The preparation of 3-Hydroxymethyl-2-(methylamino)pyridine of formula I as described in the above process step can be carried out by using the suitable solvents, reagents, methods, parameters and conditions as described hereinabove.
In one embodiment, the aqueous methylamine used in the above reaction is about 40% to about 80% solution of methylamine in water; and most preferably 40% solution of methylamine in water.
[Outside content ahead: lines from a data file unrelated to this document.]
PR #294, opened 2026-06-24
fix(mcpProxy): propagate server send errors back to client as JSON-RPC errors

### LINKED ISSUE #293: mcpProxy: transport errors on server send are swallowed — client awaiter never receives a response
## Summary

When `transportToServer.send(message)` rejects (e.g. due to a transport-level HTTP error from the remote MCP endpoint), `mcpProxy` catches the error via `onServerError`, logs it to stderr, and returns — without sending any response back to the local client. The client's awaiting request is left with no resolution, so any caller blocking on that request id parks indefinitely until an external timeout fires (if one exists at all).

## Root cause

In `src/lib/utils.ts`, the relevant line is:

```ts
transportToServer.send(message).catch(onServerError)
```

`onServerError` only logs:

```ts
function onServerError(error: Error) {
  log('Error from remote server:', error)
  debugLog('Error from remote server', { stack: error.stack })
  // returns — no response sent back to transportToClient
}
```

Because `message.id` is not in scope inside `onServerError`, it cannot construct a JSON-RPC error response even if it wanted to.

For contrast, the `ignoredTools` path in the same function correctly handles the error case by sending a JSON-RPC error back to the client (because `request.id` is in scope there).

## Impact

- Any request that triggers a transport-level error (HTTP 4xx/5xx, connection refused, etc.) on the remote side leaves the local client waiting indefinitely
- The remote process stays alive (no `process.exit`), so the hang is silent — the only signal is the stderr log
- This affects `initialize`, `tools/call`, `tools/list`, and any other request forwarded through `mcpProxy`

Related issues with the same root cause: #138 (ECONNREFUSED logged, process lives), #226 (SSE hangs on long-running requests).

## Expected behaviour

When the server send fails, the client should receive a JSON-RPC error response for the in-flight request id so it can surface the error immediately rather than hanging.

## Proposed fix

Thread `message.id` into the catch handler and send a JSON-RPC error back to the client:

```ts
const requestId = 'id' in message ? (message as any).id : undefined

transportToServer.send(message).catch((error: Error) => {
  onServerError(error)
  if (requestId !== undefined) {
    const errorResponse = {
      jsonrpc: '2.0' as const,
      id: requestId,
      error: {
        code: -32603,
        message: error.message ?? 'Internal error forwarding request to remote server',
      },
    }
    transportToClient.send(errorResponse).catch(onClientError)
  }
})
```

Notifications (no `id`) are unaffected. Existing stderr logging is preserved.

sahilm-ti:
Fixes #293.

## Problem

When `transportToServer.send(message)` rejects due to a transport-level error (HTTP 4xx/5xx, connection refused, timeout, etc.), `mcpProxy` catches the error via `onServerError`, logs it to stderr, and returns. The local client's awaiting request receives no response and parks indefinitely.

`message.id` is not passed to `onServerError` so it cannot send a response even if it wanted to. The `ignoredTools` path in the same function already demonstrates the correct pattern — it sends a JSON-RPC error back to `transportToClient` — but that pattern wasn't applied to the general error case.

## Fix

Capture `message.id` before dispatching, then use it in the `.catch()` handler to send a JSON-RPC error back to the client:

```ts
const requestId = 'id' in message ? (message as any).id : undefined

transportToServer.send(message).catch((error: Error) => {
  onServerError(error)            // existing stderr logging preserved
  if (requestId !== undefined) {  // notifications have no id — skip
    transportToClient.send({
      jsonrpc: '2.0',
      id: requestId,
      error: { code: -32603, message: error.message ?? '...' },
    }).catch(onClientError)
  }
})
```

## Notes

- Notifications (messages with no `id`) are unaffected — the `requestId !== undefined` guard skips them
- Existing `onServerError` stderr logging is unchanged
- `tsc --noEmit` passes cleanly
- No existing tests cover `mcpProxy` directly; happy to add one if the project wants coverage here

### DIFF
--- a/.gitignore
+++ b/.gitignore
@@ -1,3 +1,2 @@
 node_modules
 .mcp-cli
-dist
--- a/dist/chunk-JT3WFML7.js
+++ b/dist/chunk-JT3WFML7.js
@@ -1,0 +1,19012 @@
+var __create = Object.create;
+var __defProp = Object.defineProperty;
+var __getOwnPropDesc = Object.getOwnPropertyDescriptor;
+var __getOwnPropNames = Object.getOwnPropertyNames;
+var __getProtoOf = Object.getPrototypeOf;
+var __hasOwnProp = Object.prototype.hasOwnProperty;
+var __commonJS = (cb, mod) => function __require() {
+  return mod || (0, cb[__getOwnPropNames(cb)[0]])((mod = { exports: {} }).exports, mod), mod.exports;
+};
+var __export = (target, all) => {
+  for (var name in all)
+    __defProp(target, name, { get: all[name], enumerable: true });
+};
+var __copyProps = (to, from, except, desc) => {
+  if (from && typeof from === "object" || typeof from === "function") {
+    for (let key of __getOwnPropNames(from))
+      if (!__hasOwnProp.call(to, key) && key !== except)
+        __defProp(to, key, { get: () => from[key], enumerable: !(desc = __getOwnPropDesc(from, key)) || desc.enumerable });
+  }
+  return to;
+};
+var __toESM = (mod, isNodeMode, target) => (target = mod != null ? __create(__getProtoOf(mod)) : {}, __copyProps(
+  // If the importer is in node compatibility mode or this is not an ESM
+  // file that has been converted to a CommonJS file using a Babel-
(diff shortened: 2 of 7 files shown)


sahilm-ti:
Superseded by a clean branch without the dist commit — see new PR.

The following examples are given for the purpose of illustrating the present invention and should not be considered as limitation on the scope or spirit of the invention.

EXAMPLES
Example 1
Preparation of (2-chloropyridin-3-yl)methanol
Thionyl chloride (800 ml) was added to 2-chloronicotinic acid (200 g) in a reaction flask at room temperature (25-30ºC) and the resulting mixture was stirred for 20 minutes at the same temperature. The resulting mass was heated to reflux temperature (70-80ºC) and then stirred for 2 hours at the same temperature. After completion of reaction, the excess thionyl chloride was removed under vacuum followed by co-distillation with toluene (100 ml x 2) to produce a brown semi-solid (residue). The crude residue was added to a solution of sodium borohydride in water (200g in 2 litres of water) at 0-5ºC and then stirred for about 1-2 hours at the same temperature. After completion of the reaction, the temperature of the reaction mass was raised to 25-30ºC, followed by the slow addition of ammonium chloride (200g) and the reaction mass was stirred for about 30 minutes to about 1 hour at the same temperature. The resulting mass was extracted with ethyl acetate (600 x 2 ml). The organic layer was separated and the aqueous layer was extracted with ethyl acetate (600 ml x 2). The combined organic layers were distilled under reduced pressure to produce 166 g of (2-chloropyridin-3-yl)methanol as an off-white solid (Purity by HPLC: 98.0%).

Example 2
Preparation of 3-Hydroxymethyl-2-(methylamino)pyridine
A mixture of 40% aqueous methylamine (840 ml) and (2-chloropyridin-3-yl)methanol (84 g) were taken into an auto-clave reaction vessel at room temperature (25-30ºC). The resulting mass was slowly heated to 120ºC and maintained at the same temperature for about 40-43 hours under the pressure of 10 Kg/cm2. After completion of the reaction, the resulting mass was cooled to room temperature and excess of methyl amine was removed under vacuum at 120ºC to produce an ash colour semi-solid (residue). To the resulting residue, sodium carbonate (50 g) and water (400 ml) were added and stirred for 20 minutes. To the resulting mass, ethyl acetate (400 ml) was added and stirred for about 10 minutes. The organic layer was separated and the aqueous layer was extracted with ethyl acetate (160 ml x 4). The combined organic layers were distilled under reduced pressure to produce 76 g of crude 2-Chloro-3-pyridine methanol as a pale ash colour solid (Purity by HPLC: 95.0%).
Purification:
Diisopropyl ether (190 ml) was added to crude 3-hydroxymethyl-2-(methylamino)pyridine (76 g) in a reaction flask and the resulting mass was heated to reflux temperature, followed by stirring the mass for 1 hour at the same temperature. The resulting mass was cooled to room temperature and then stirred for 1 hour at the same temperature. The precipitated solid was filtered, washed with diisopropyl ether (20 ml x 2) and then air dried the material for 3 to 4 hours to produce 68 g of pure 3-Hydroxymethyl-2-(methylamino)pyridine (Purity by HPLC: 98.0%).